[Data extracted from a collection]
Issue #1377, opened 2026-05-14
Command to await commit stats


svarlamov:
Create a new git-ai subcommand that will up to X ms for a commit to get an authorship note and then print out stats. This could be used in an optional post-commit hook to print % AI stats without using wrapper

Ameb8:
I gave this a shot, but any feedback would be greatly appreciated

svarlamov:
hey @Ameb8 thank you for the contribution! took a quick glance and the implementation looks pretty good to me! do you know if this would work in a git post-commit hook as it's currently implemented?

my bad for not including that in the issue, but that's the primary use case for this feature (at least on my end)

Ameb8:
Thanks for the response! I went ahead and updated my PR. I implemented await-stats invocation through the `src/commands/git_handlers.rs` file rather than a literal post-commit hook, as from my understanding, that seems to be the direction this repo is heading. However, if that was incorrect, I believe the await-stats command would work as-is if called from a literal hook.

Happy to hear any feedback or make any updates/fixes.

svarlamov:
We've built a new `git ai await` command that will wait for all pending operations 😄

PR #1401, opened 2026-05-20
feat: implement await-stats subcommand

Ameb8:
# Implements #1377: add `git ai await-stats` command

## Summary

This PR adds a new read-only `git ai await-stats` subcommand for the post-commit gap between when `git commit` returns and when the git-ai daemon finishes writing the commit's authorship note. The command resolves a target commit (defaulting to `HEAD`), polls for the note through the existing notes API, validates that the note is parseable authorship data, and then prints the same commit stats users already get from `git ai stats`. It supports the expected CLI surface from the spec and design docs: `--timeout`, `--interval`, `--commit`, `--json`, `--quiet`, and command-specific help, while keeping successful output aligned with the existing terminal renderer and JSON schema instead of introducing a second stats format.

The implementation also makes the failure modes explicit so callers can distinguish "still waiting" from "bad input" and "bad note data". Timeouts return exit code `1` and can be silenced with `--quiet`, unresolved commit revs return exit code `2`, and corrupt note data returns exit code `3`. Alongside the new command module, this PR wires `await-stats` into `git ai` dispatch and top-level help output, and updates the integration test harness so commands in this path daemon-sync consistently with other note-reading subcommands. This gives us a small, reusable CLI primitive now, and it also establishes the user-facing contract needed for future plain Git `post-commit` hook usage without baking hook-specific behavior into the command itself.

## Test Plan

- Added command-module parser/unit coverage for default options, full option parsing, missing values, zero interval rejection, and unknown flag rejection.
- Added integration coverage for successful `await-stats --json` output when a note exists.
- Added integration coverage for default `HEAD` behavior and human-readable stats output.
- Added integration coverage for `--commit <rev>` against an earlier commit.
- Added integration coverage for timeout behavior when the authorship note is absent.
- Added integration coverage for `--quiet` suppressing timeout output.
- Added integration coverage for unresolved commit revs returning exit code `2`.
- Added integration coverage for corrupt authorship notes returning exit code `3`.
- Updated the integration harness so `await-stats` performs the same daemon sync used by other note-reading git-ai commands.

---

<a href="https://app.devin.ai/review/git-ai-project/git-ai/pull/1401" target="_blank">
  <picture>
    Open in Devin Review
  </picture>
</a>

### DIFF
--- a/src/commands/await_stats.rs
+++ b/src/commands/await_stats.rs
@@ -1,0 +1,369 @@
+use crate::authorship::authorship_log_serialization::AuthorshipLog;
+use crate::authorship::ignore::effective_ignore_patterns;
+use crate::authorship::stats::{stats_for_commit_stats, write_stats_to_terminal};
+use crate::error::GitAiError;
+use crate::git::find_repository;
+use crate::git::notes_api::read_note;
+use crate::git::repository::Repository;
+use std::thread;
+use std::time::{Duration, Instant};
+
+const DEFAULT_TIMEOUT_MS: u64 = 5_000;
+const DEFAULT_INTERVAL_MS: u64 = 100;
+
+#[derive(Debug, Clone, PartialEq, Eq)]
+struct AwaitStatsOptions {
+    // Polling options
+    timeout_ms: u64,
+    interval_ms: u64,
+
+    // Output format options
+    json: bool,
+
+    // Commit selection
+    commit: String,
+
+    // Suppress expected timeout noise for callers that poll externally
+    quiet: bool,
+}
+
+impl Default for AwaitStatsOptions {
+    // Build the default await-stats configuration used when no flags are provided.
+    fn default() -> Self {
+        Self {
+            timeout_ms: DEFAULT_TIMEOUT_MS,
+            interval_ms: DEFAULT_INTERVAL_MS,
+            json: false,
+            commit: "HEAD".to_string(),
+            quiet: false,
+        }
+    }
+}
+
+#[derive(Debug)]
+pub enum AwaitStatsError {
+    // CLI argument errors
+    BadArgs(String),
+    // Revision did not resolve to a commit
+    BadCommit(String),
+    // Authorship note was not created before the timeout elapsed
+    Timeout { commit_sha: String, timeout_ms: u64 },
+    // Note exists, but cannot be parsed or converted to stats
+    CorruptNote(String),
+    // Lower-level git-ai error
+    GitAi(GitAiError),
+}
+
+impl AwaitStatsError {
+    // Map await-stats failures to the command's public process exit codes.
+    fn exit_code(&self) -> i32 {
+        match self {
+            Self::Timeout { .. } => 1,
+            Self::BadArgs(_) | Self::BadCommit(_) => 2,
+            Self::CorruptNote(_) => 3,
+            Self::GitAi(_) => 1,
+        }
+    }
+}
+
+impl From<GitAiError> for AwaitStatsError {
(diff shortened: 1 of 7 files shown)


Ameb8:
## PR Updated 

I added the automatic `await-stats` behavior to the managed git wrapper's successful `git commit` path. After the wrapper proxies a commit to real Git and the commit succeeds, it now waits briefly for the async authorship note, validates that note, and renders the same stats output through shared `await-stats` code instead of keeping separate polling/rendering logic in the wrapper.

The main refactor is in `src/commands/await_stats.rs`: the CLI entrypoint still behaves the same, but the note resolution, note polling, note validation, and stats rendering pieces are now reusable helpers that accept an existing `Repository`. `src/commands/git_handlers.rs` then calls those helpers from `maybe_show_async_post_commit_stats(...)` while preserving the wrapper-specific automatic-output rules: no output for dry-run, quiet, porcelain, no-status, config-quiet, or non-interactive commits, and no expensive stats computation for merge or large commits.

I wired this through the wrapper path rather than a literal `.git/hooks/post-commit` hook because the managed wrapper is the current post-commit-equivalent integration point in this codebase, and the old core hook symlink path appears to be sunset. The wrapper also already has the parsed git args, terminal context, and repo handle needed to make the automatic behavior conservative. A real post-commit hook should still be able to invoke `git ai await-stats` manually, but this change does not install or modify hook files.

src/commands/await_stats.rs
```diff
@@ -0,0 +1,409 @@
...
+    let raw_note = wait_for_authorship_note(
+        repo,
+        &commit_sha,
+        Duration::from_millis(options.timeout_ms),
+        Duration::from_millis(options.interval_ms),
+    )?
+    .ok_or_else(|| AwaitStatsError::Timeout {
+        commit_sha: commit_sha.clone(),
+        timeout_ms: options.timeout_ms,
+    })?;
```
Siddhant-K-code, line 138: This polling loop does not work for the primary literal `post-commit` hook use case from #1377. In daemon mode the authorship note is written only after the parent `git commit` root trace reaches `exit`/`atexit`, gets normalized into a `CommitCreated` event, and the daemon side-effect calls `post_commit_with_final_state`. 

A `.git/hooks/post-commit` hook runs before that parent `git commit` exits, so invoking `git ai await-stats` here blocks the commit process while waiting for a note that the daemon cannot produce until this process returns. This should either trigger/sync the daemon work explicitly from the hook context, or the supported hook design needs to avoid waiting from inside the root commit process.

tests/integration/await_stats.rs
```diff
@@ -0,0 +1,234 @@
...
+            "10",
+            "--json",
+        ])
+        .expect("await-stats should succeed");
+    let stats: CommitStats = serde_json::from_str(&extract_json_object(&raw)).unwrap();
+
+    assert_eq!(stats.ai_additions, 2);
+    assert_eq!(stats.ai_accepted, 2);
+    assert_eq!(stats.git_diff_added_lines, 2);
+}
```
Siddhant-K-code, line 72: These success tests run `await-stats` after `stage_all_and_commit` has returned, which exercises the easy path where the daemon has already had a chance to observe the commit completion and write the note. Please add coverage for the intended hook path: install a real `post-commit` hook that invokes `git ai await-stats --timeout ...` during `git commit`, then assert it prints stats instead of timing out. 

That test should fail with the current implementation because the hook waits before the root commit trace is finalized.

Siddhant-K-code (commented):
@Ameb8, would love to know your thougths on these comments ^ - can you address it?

- _What is being asked_: In the entries above, some lines hold the string "AwaitStatsOptions". Copy each of them.

- _Written answer_:
+struct AwaitStatsOptions {
+impl Default for AwaitStatsOptions {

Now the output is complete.